→ **Your goal**:
Keep only the lines from the start of the data through the line containing "What's the point", and output them exactly.

→ **Data section**:
PR #238, opened 2022-10-19
Update gradle wrapper and specify distribution sha256

ilya-g:
The result of executing `gradlew wrapper` command with the current Gradle version.
I've also checked that the wrapper.jar checksum matches the official one for 7.5.1: https://gradle.org/release-checksums/


dkhalanskyjb:
Did you manage to find out when the checksum could be useful for us? I only found this explanation: https://docs.gradle.org/current/userguide/gradle_wrapper.html#wrapper_checksum_verification If I understood correctly, we would need to enable a GitHub action in order for this to have at least some purpose.

ilya-g:
distributionSha256Sum in gradle-wrapper.properties is verified by the wrapper itself each time it downloads Gradle distribution, for example when building on a freshly started agent.
The integrity of the wrapper itself can be verified by setting up a github action.

dkhalanskyjb:
What's the point though? It's already transferred over https, so no one is going to be able to swap the distribution unless
* Gradle's servers are compromised, or
* Someone hacks the DNS record for the gradle server.

ilya-g:
Won't hurt anyway

dkhalanskyjb:
Sure, my point is, maybe we could also enable the GitHub Acton so that this line pulls its weight?

ilya-g:
Continued in #259

Issue #246, opened 2023-01-18
Considering the possibility to represent `0` of some `DateTimeUnit`?


kevincianfarini:
Right now all of the instances of `DateTimeUnit` guard against instantiating with zero of the underlying asset. For example: 

```kt
@Serializable(with = DayBasedDateTimeUnitSerializer::class)
public class DayBased(
    /**
     * The length of this unit in days.
     */
    public val days: Int
) : DateBased() {
    init {
        require(days > 0) { "Unit duration must be positive, but was $days days." }
    }
```

This feels really unintuitive. If someone is dynamically performing math operations of `Instant`, `LocalDate`, etc. it should be permissible to have an identity operation. Currently this requires null coalescing for identity-like operations. Eg: 

```kt
val dateTimeUnit: DateTimeUnit? = /* TODO */
val date = clock.now().toLocalDate(/* omitted */).let { date ->
  if (dateTimeUnit == null) date else date.minus(dateTimeUnit)
} 
```  

I'm hoping to understand the rationale for why zero of some `DateTimeUnit` is generally prohibited. Thank you!

ilya-g:
`DateTimeUnit` is not an alternative for `Duration` or `DateTimePeriod`. If you want to add zero of some `DateTimeUnit`, use the overload that takes an integer and that `DateTimeUnit`.
We're considering deprecating the overloads of `plus` and `minus` with a single `DateTimeUnit` parameter to avoid this confusion, see https://github.com/Kotlin/kotlinx-datetime/issues/95#issuecomment-767375456

kevincianfarini:
That makes more sense, thank you!

PR #247, opened 2023-01-19
Deprecate plus and minus operations taking DateTimeUnit without amount

### LINKED ISSUE #95: Make DateTimeUnit constructors non public
I just got hit by an exception when adding days to a `LocalDate`

I took a look at the function signature:

```kotlin
public actual fun LocalDate.plus(unit: DateTimeUnit.DateBased): LocalDate = plusNumber(1, unit)
```
So I was using `DateTimeUnit.DateBased` to dynamically add days:
```kotlin
loopDate.plus(DateTimeUnit.DateBased.DayBased(fastingDays.size))
```

This was throwing an exception:
```
java.lang.IllegalArgumentException: Unit duration must be positive, but was 0 days.
	at kotlinx.datetime.DateTimeUnit$DateBased$DayBased.<init>(DateTimeUnit.kt:68)
```
On the slack channel I discovered that I should not use the `DayBased` constructor at all and instead use a period:
```kotlin
.plus(DatePeriod(days = 0))
```

I would suggest to mention that in the documentation and make the constructors internal so such usage errors don't happen.

ilya-g:
fixes #95, #246

### DIFF
--- a/core/common/src/Instant.kt
+++ b/core/common/src/Instant.kt
@@ -351,7 +351,7 @@ public fun Instant.minus(other: Instant, timeZone: TimeZone): DateTimePeriod =
  *
  * @throws DateTimeArithmeticException if this value or the result is too large to fit in [LocalDateTime].
  */
-@Deprecated("Use the plus overload with explicit amount of units", ReplaceWith("this.plus(1, unit, timeZone)"))
+@Deprecated("Use the plus overload with an explicit number of units", ReplaceWith("this.plus(1, unit, timeZone)"))
 public expect fun Instant.plus(unit: DateTimeUnit, timeZone: TimeZone): Instant
 
 /**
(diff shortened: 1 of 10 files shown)


core/js/src/LocalDate.kt
```diff
@@ -60,6 +60,7 @@ public actual class LocalDate internal constructor(internal val value: jtLocalDa
     public actual fun toEpochDays(): Int = value.toEpochDay().toInt()
 }
 
+@Deprecated("Use the plus overload with explicit amount of units", ReplaceWith("this.plus(1, unit)"))
```
dkhalanskyjb, line 63:
```suggestion
@Deprecated("Use the plus overload with an explicit amount of units", ReplaceWith("this.plus(1, unit)"))
```
Ditto everywhere.

core/common/src/Instant.kt
```diff
@@ -381,6 +384,7 @@ public fun Instant.plus(unit: DateTimeUnit.TimeBased): Instant =
  *
  * The return value is clamped to the platform-specific boundaries for [Instant] if the result exceeds them.
  */
+@Deprecated("Use the minus overload with explicit amount of units", ReplaceWith("this.minus(1, unit)"))
 public fun Instant.minus(unit: DateTimeUnit.TimeBased): Instant =
     plus(-1L, unit)
```
dkhalanskyjb, line 389: I like the practice we have in coroutines: when deprecating something, we move it either to the bottom of the file or altogether to a different file designated for deprecated things. This way, the deprecated (and no longer all that relevant) things are out of sight. Maybe we could adopt it here as well?

dkhalanskyjb (commented):
Didn't find any problems in the proposed replacements, and the general idea is also good.

core/common/src/Instant.kt
ilya-g: We'll clean up these deprecations near the stabilization, so it's not relevant here. We can consider this practice after stabilization, however I'm not currently fond of it because it makes history digging with git blame harder.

→ **Response to the task**:
PR #238, opened 2022-10-19
Update gradle wrapper and specify distribution sha256

ilya-g:
The result of executing `gradlew wrapper` command with the current Gradle version.
I've also checked that the wrapper.jar checksum matches the official one for 7.5.1: https://gradle.org/release-checksums/


dkhalanskyjb:
Did you manage to find out when the checksum could be useful for us? I only found this explanation: https://docs.gradle.org/current/userguide/gradle_wrapper.html#wrapper_checksum_verification If I understood correctly, we would need to enable a GitHub action in order for this to have at least some purpose.

ilya-g:
distributionSha256Sum in gradle-wrapper.properties is verified by the wrapper itself each time it downloads Gradle distribution, for example when building on a freshly started agent.
The integrity of the wrapper itself can be verified by setting up a github action.

dkhalanskyjb:
What's the point though? It's already transferred over https, so no one is going to be able to swap the distribution unless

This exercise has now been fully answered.